Long road but the path ahead holds hope.
I won't give my right arm, because my two would want the left, and my legs, too.
It is quite apropos that this idiom was used related to war.
Because this is a war.
It is a battle of emotions and nonsense.
It makes no sense that our beloveds would choose as they do.

Agree and yes, you nailed my emotion. As opposed to giving a million dollars; The giving of oneself painfully to obtain enough reward to ransom away this horrid state of addiction. The war, being wounded, but winning.

Not truly a giving of my right arm to my son as you aptly point out; it would be followed by the consumption of all limbs and being swallowed whole.

I can and will survive this battle and if I lose the right arm in doing so, I will indeed proudly do so. I would lose it and accept my reward of a clean and sober child/adult child now. I will however not lay my limb and life down to him for him to consume.

Addicts are smart.
They strike at the very thing that would betray us.
Our hearts.
ABRACADABRA (Thank you Copa, this really describes the dark magic of it)

Oh so very very true.
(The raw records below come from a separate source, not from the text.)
PR #37, opened 2025-03-19
Remove more String copying (5% faster)

alamb:
- Part of https://github.com/clflushopt/tpchgen-rs/issues/10

This PR removes some more
1. Consolidates format strings in the cli and tests to use the `Display` impl 
2. Avoids some more String copies by postponing formatting

Performance of running
```shell
time target/release/tpchgen-cli -s 1 --output-dir=/tmp/tpchdbgen-rs
```
| branch | time |
|--------|--------|
| main | 0m6.637s |
| this PR | 0m6.265s |

### DIFF
--- a/tpchgen-cli/src/main.rs
+++ b/tpchgen-cli/src/main.rs
@@ -147,17 +147,7 @@ fn generate_supplier(cli: &Cli) -> io::Result<()> {
 
     let generator = SupplierGenerator::new(cli.scale_factor, cli.part, cli.parts);
     for supplier in generator.iter() {
-        writeln!(
-            writer,
-            "{}|{}|{}|{}|{}|{:.2}|{}|",
-            supplier.s_suppkey,
-            supplier.s_name,
-            supplier.s_address,
-            supplier.s_nationkey,
-            supplier.s_phone,
-            supplier.s_acctbal,
-            supplier.s_comment
-        )?;
+        writeln!(writer, "{supplier}")?;
     }
     writer.flush()
 }
@@ -179,18 +169,7 @@ fn generate_customer(cli: &Cli) -> io::Result<()> {
 
     let generator = CustomerGenerator::new(cli.scale_factor, cli.part, cli.parts);
     for customer in generator.iter() {
-        writeln!(
-            writer,
-            "{}|{}|{}|{}|{}|{:.2}|{}|{}|",
-            customer.c_custkey,
-            customer.c_name,
-            customer.c_address,
-            customer.c_nationkey,
-            customer.c_phone,
-            customer.c_acctbal,
-            customer.c_mktsegment,
-            customer.c_comment
-        )?;
+        writeln!(writer, "{customer}",)?;
     }
     writer.flush()
 }
--- a/tpchgen-cli/src/main.rs
+++ b/tpchgen-cli/src/main.rs
@@ -114,11 +114,7 @@ fn generate_nation(cli: &Cli) -> io::Result<()> {
 
     let generator = NationGenerator::new();
     for nation in generator.iter() {
-        writeln!(
-            writer,
-            "{}|{}|{}|{}|",
-            nation.n_nationkey, nation.n_name, nation.n_regionkey, nation.n_comment
-        )?;
+        writeln!(writer, "{nation}",)?;
     }
     writer.flush()
 }
@@ -129,11 +125,7 @@ fn generate_region(cli: &Cli) -> io::Result<()> {
 
     let generator = RegionGenerator::new();
     for region in generator.iter() {
-        writeln!(
-            writer,
-            "{}|{}|{}|",
-            region.r_regionkey, region.r_name, region.r_comment
-        )?;
+        writeln!(writer, "{region}",)?;
     }
     writer.flush()
 }
@@ -144,19 +136,7 @@ fn generate_part(cli: &Cli) -> io::Result<()> {
 
     let generator = PartGenerator::new(cli.scale_factor, cli.part, cli.parts);
     for part in generator.iter() {
-        writeln!(
-            writer,
-            "{}|{}|{}|{}|{}|{}|{}|{:.2}|{}|",
-            part.p_partkey,
-            part.p_name,
-            part.p_mfgr,
-            part.p_brand,
-            part.p_type,
-            part.p_size,
-            part.p_container,
-            part.p_retailprice,
-            part.p_comment
-        )?;
+        writeln!(writer, "{part}",)?;
     }
     writer.flush()
 }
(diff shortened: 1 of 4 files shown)


tpchgen-cli/src/main.rs
```diff
@@ -114,11 +114,7 @@ fn generate_nation(cli: &Cli) -> io::Result<()> {
 
     let generator = NationGenerator::new();
     for nation in generator.iter() {
-        writeln!(
-            writer,
-            "{}|{}|{}|{}|",
-            nation.n_nationkey, nation.n_name, nation.n_regionkey, nation.n_comment
-        )?;
+        writeln!(writer, "{nation}",)?;
```
alamb, line 117: the idea is to use the `Display` impl which is the same

Then we can change the underlying representation of some fields (e.g instead of `"Customer#10234"` the field stores `10234` and the formatter adds the Customer part)

tpchgen/src/generators.rs
```diff
@@ -293,7 +293,7 @@ impl fmt::Display for Part<'_> {
     fn fmt(&self, f: &mut fmt::Formatter) -> fmt::Result {
         write!(
             f,
-            "{}|{}|{}|{}|{}|{}|{}|{:.2}|{}|",
+            "{}|{}|Manufacturer#{}|Brand#{}|{}|{}|{}|{:.2}|{}|",
```
alamb, line 319: moved the formatting into Display rather than creating a String to then copy again into output

tpchgen/tests/integration_tests.rs
```diff
@@ -82,18 +76,7 @@ fn test_part_sf_0_001() {
     let sf = 0.001;
     let generator = PartGenerator::new(sf, 1, 1);
     test_generator(generator.iter(), "data/sf-0.001/part.tbl.gz", |part| {
-        format!(
```
alamb, line 85: these formatting strings duplicate what is in the Display implementation, so I changed it to use the Display impl

tpchgen/src/generators.rs
```diff
@@ -511,18 +534,26 @@ impl<'a> Iterator for PartGeneratorIterator<'a> {
...
 #[derive(Debug, Clone, PartialEq)]
 pub struct Supplier {
     /// Primary key
     pub s_suppkey: i64,
-    /// Supplier name
-    pub s_name: String,
+    /// Supplier name. Formatted as "Supplier#<n>"
+    pub s_name: i64,
     /// Supplier address
     pub s_address: String,
```
alamb, line 552: There are still some string copies such as this one -- it is due to the fact that the lifetime of the underlying string is tied to the generator (there is a buffer) so I can't return it without the item referring to the iterator

I think what we need to do is postpone the display here as well. I have an idea but I also don't think it will make much of a difference as the Strings are only used now for the much smaller tables.

tpchgen/src/generators.rs
```diff
@@ -1229,9 +1284,9 @@ pub struct Order<'a> {
     /// Order date
     pub o_orderdate: TPCHDate,
     /// Order priority
-    pub o_orderpriority: String,
-    /// Clerk who processed the order
-    pub o_clerk: String,
+    pub o_orderpriority: &'a str,
```
alamb, line 1287: I suspect these two changes are responsible for most of the performance improvement

alamb:
> For example, instead of having Display for Part be responsible for prefixing the "Manufacturer#" string, what if we had a wrapper type that handled that logic, e.g.:



I think it is a  great idea!

Perhaps we can do it as a follow on PR. 

I did something similar here:
- https://github.com/clflushopt/tpchgen-rs/pull/39

There is also something similar for phone numbeers

tpchgen/src/generators.rs
```diff
@@ -266,17 +281,57 @@ impl<'a> Iterator for RegionGeneratorIterator<'a> {
     }
 }
 
+/// A Part Manufacturer, formatted as "Manufacturer#<n>"
```
alamb, line 284: this is an example of what I think @scsmithr  was suggesting in https://github.com/clflushopt/tpchgen-rs/pull/37#issuecomment-2736851885

Now the display logic is in a new type wrapper so that the consumer of a `PartManufacturer` can decide when/where to format the field

tpchgen/src/generators.rs
alamb: Update: I have another PR to avoid these copies:
- https://github.com/clflushopt/tpchgen-rs/pull/39

tpchgen/src/generators.rs
```diff
@@ -788,31 +819,39 @@ impl Iterator for SupplierGeneratorIterator<'_> {
...
+    pub c_comment: &'a str,
 }
 
-impl fmt::Display for Customer {
+impl fmt::Display for Customer<'_> {
     fn fmt(&self, f: &mut fmt::Formatter) -> fmt::Result {
         write!(
             f,
-            "{}|{}|{}|{}|{}|{:.2}|{}|{}|",
+            "{}|Customer#{:09}|{}|{}|{}|{:.2}|{}|{}|",
```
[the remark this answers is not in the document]
clflushopt: This is a great idea, I think having those in the Display impl makes much more sense since we don't have to have them as strings anywhere else.

tpchgen-cli/src/main.rs
clflushopt: :brain:

alamb:
I merged up from main to resolve the conflicts in this PR

tpchgen/src/generators.rs
```diff
@@ -144,6 +152,13 @@ impl<'a> Iterator for NationGeneratorIterator<'a> {
 }
 
 /// The REGION table
+/// The Display trait is implemented to format the line item data as a string
```
clflushopt, line 155: To keep the same "pattern" with previous comment can we have a new line in between the top level comment and the next one.
```suggestion

/// The Display trait is implemented to format the line item data as a string
```

clflushopt (approved):
LGTM nothing blocking feel free to resolve conversations and merge ! Thanks

alamb:
> I think @scsmithr might be on to something here, because I realized while at lunch today that the approach of pushing down everything to `Display` makes more sense if we want to leverage columnar generation here. Since every column has already it's own generator we can push down that logic down to `Display` and then have a parametric way to "advance rows" across generators which is the only tricky part for doing column oriented generation here I think.

100% agree

In terms of column oriented generation, what I am thinking is getting to the point we can do it like this (this is using arrow) and likely the approach I will try when creating parquet
- #46 

```rust
// Buffer 1000 rows (this requires that the LineItems are &'static lifetime)
let line_items = linegenerator.take(1000).collect::Vec<_>();

// now, form colums one by one:

// create l_orderkey
let l_orderkey: PrimitiveArray<Int64Type> = line_items.iter().map(|line_item| line_item.l_orderkey).collect();
...
// collect things that are &str directly
let l_returnflag: StringViewArray = line_items.iter().map(|line_item| line_item.l_return_flag).collect();
// collect things that are Display like using builder to avoid allocations
let mut o_clerk_builder = StringArrayBuilder::with_capacity(10000);
line_items.iter().for_each(|line_item| write!(o_clerk_builder, "{}", line_item.o_clerk).unwrap())
let o_clerk = o_clerk_builder.finish()
```

alamb:
I am about out of time for the night so I plan to merge this in once the CI tests pass

alamb:
🚀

The intelligence and their use of it is baffling to me. It is like a magic trick. How did I get from here to there and not see it coming again and again.

Your son is in jail, so for the time being, you have some freedom from all of this.
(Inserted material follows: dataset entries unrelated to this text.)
PR #38, opened 2025-03-19
Make `'static` lifetime explicit in Generators

alamb:
It wasn't clear to me that the lifetimes on the Generators introduced by @scsmithr  in the following PR is `'static`
- https://github.com/clflushopt/tpchgen-rs/pull/35

Thus I would like to make this more explicit by adding some comments

### DIFF
--- a/tpchgen/src/generators.rs
+++ b/tpchgen/src/generators.rs
@@ -28,8 +28,10 @@ impl Default for NationGenerator<'_> {
 impl<'a> NationGenerator<'a> {
     /// Creates a new NationGenerator with default distributions and text pool
     ///
-    /// Note that the returned structure's lifetime is `&'static`
-    pub fn new() -> Self {
+    /// The generator's lifetime is `&'static` because it references global
+    /// [`Distribution]`s and thus can be shared safely between threads.
+    pub fn new() -> NationGenerator<'static> {
+        // Note: use explicit lifetime to ensure this remains `&'static`
         Self::new_with_distributions_and_text_pool(
             Distributions::static_default(),
             TextPool::get_or_init_default(),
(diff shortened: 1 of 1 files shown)


tpchgen/src/generators.rs
```diff
@@ -26,6 +26,8 @@ impl Default for NationGenerator<'_> {
 
 impl<'a> NationGenerator<'a> {
     /// Creates a new NationGenerator with default distributions and text pool
+    ///
+    /// Note that the returned structure's lifetime is `&'static`
     pub fn new() -> Self {
```
alamb, line 31: I also considered changing the signature of the generators to look like the following, which I somewhat prefer as it is more explicit, but it is also substantially more verbose and may constrain future work

```suggestion
    pub fn new() -> NationGenerator<'static> {
```

However, I figured comments are non objectionable. 

I am happy to make the code change too if you prefer

scsmithr: I think a signature would be reasonable, but it'd need to be placed in its own impl block:

```rust
impl Default for NationGenerator<'static> {
    fn default() -> Self {
        Self::new()
    }
}

impl NationGenerator<'static> {
    /// Creates a new NationGenerator with default distributions and text pool
    pub fn new() -> NationGenerator<'static> {
        Self::new_with_distributions_and_text_pool(
            Distributions::default(),
            TextPool::get_or_init_default(),
        )
    }
}
```

alamb: let's see what @clflushopt thinks

clflushopt: Having it's own `impl` block does make it nicer I would say, my only subjective opinion is that if I were a library user I'd like the clarity it offers. Otherwise LGTM feel free to merge with whichever makes you both comfortable here.

clflushopt (approved):
LGTM

tpchgen/src/generators.rs
alamb: I'll make the change, but I won't have a chance to do so until tomorrow

clflushopt: NP

alamb: I added explicit static lifetimes in 97bc98cce2cad986ebf27a12e7909c337f66944f

clflushopt: Thanks ! Will merge !

PR #40, opened 2025-03-19
Remove lazy_static dep, replace with std::sync::LazyLock

scsmithr:
Removes an extra dep, using stdlib's version.


scsmithr:
cc @alamb @clflushopt

alamb (approved):
Looks good to me -- thanks @scsmithr

Issue #42, opened 2025-03-19
[FEATURE] Generators should accept distribution references


scsmithr:
**Is your feature request related to a problem? Please describe.**

Currently they all call `Distributions::default`. Since distributions are readonly, we can pass in references instead.

Similar to `TextPool`, we can have a default static for `Distributions` that can be used (which would ensure generator lifetimes remain `'static` when `new` is used).

**Describe the solution you'd like**

Something like this:

```rust
/// Generator for Nation table data
pub struct NationGenerator<'a> {
    distributions: &'a Distributions,
    text_pool: &'a TextPool,
}

impl Default for NationGenerator<'static> {
    fn default() -> Self {
        Self::new()
    }
}

impl<'a> NationGenerator<'a> {
    /// Creates a new NationGenerator with default distributions and text pool
    pub fn new() -> Self {
        Self::new_with_distributions_and_text_pool(
            Distributions::get_or_init_default(), // Use global static by default.
            TextPool::get_or_init_default(),
        )
    }

    /// Creates a NationGenerator with the specified distributions and text pool
    pub fn new_with_distributions_and_text_pool(
        distributions: &'a Distributions,
        text_pool: &'a TextPool,
    ) -> Self {
        NationGenerator {
            distributions,
            text_pool,
        }
    }

    /// Returns an iterator over the nation rows
    pub fn iter(&self) -> NationGeneratorIterator {
        NationGeneratorIterator::new(self.distributions.nations(), self.text_pool)
    }
}
```

**Describe alternatives you've considered**

**Additional context**

scsmithr:
@clflushopt didn't mean to assign you. I can go ahead a make this change real quick.

PR #43, opened 2025-03-19
Pass distribution references to generators

scsmithr:
Closes https://github.com/clflushopt/tpchgen-rs/issues/42

Passes references to generators instead of each creating the default one.

The goal of this change is to remove needing to hang onto the generator after creating the iterator (since it owned the distribution data).

Retains the `'static` semantics for all `new` methods on the generators.

### DIFF
--- a/tpchgen/src/distribution.rs
+++ b/tpchgen/src/distribution.rs
@@ -1,5 +1,8 @@
 use crate::random::RowRandomInt;
-use std::io::{self, BufRead};
+use std::{
+    io::{self, BufRead},
+    sync::LazyLock,
+};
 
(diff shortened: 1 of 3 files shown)


scsmithr:
cc @clflushopt @alamb

alamb (approved):
Looks good to me

scsmithr:
First commit didn't _completely_ fix my woes.

Second commit properly ensures that the iterators we get back are not tied to the lifetime of the generator that create it. Essentially this just says that iterators only depend on the textpool and/or distributions it's using.

clflushopt (approved):
LGTM thanks @scsmithr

You have some time to breathe and build your toolbox.

You have some time to work on rising above.

Hubs is back we spent a lovely evening together and a quiet day today. We are honouring our time to heal and recognize our needs.

Ha as I write this I just jumped out of my skin as a police siren went off....PTSD....ugh.

The tool box now is focus on healing our jangled nerves. Preparing for what is in store and knowing how to engage in this battle on a smart fashion that will preserve us and allow our son to know he is not abandoned but let go to make his own choices.

The breadth and depth of it all....the Grand Canyon has nothing on all of us in those terms.
We were there 3 years ago. A trip son refused to join us on. The beauty of the Canyon is a good comparator; beautifully dangerous, but can be admired safely from a distance.
 

Southern51

New Member
I'm really sorry your son's in such a state, it must be awful to know, even if you're not there to see it for yourself. I hope he'll be in jail long enough to fully detox physically, and I hope he gets court mandated to rehab. Don't worry about the criminal record right now. That's something to worry about *after* he gets through it all and starts rebuilding his life. And frankly, consequences of any kind is a good thing for addicts, in my opinion. I hope things start improving soon. Take care.
 

Littleboylost

Long road but the path ahead holds hope.
I'm really sorry your son's in such a state, it must be awful to know, even if you're not there to see it for yourself. I hope he'll be in jail long enough to fully detox physically, and I hope he gets court mandated to rehab. Don't worry about the criminal record right now. That's something to worry about *after* he gets through it all and starts rebuilding his life. And frankly, consequences of any kind is a good thing for addicts, in my opinion. I hope things start improving soon. Take care.
Thank you Southern. Unfortunately we do not have court mandated rehab in Ontario. He would have to voluntarily go and ask for a stay of proceedings. He could then go to rehab and upon completing ask for the charges to be dismissed.
 

Southern51

New Member
That makes it more complicated. I hope he does go. If not, at least he got some time in which he was safe, had a bed to sleep in and three meals a day. And I believe that even if they decide not to get the help they need, they learn from such experiences, and may decide to use what they're learned in the future.
 

ColleenB

Active Member
Oh LBL .... how my heart hurts for you.

I am in awe of your strength right now and your ability to be so introspective in the midst of so much hurt and chaos. It sounds like the judicial system is another hurt you have to endure now, not being able to speak with him or know what’s going on must be so hard.

I think you are doing the right thing staying away while he is probably in the blame mode anyway and coming down off drugs. Not a good time to reason or try to plan anything with him. He needs the time to become clean and hopefully desperate enough to want change.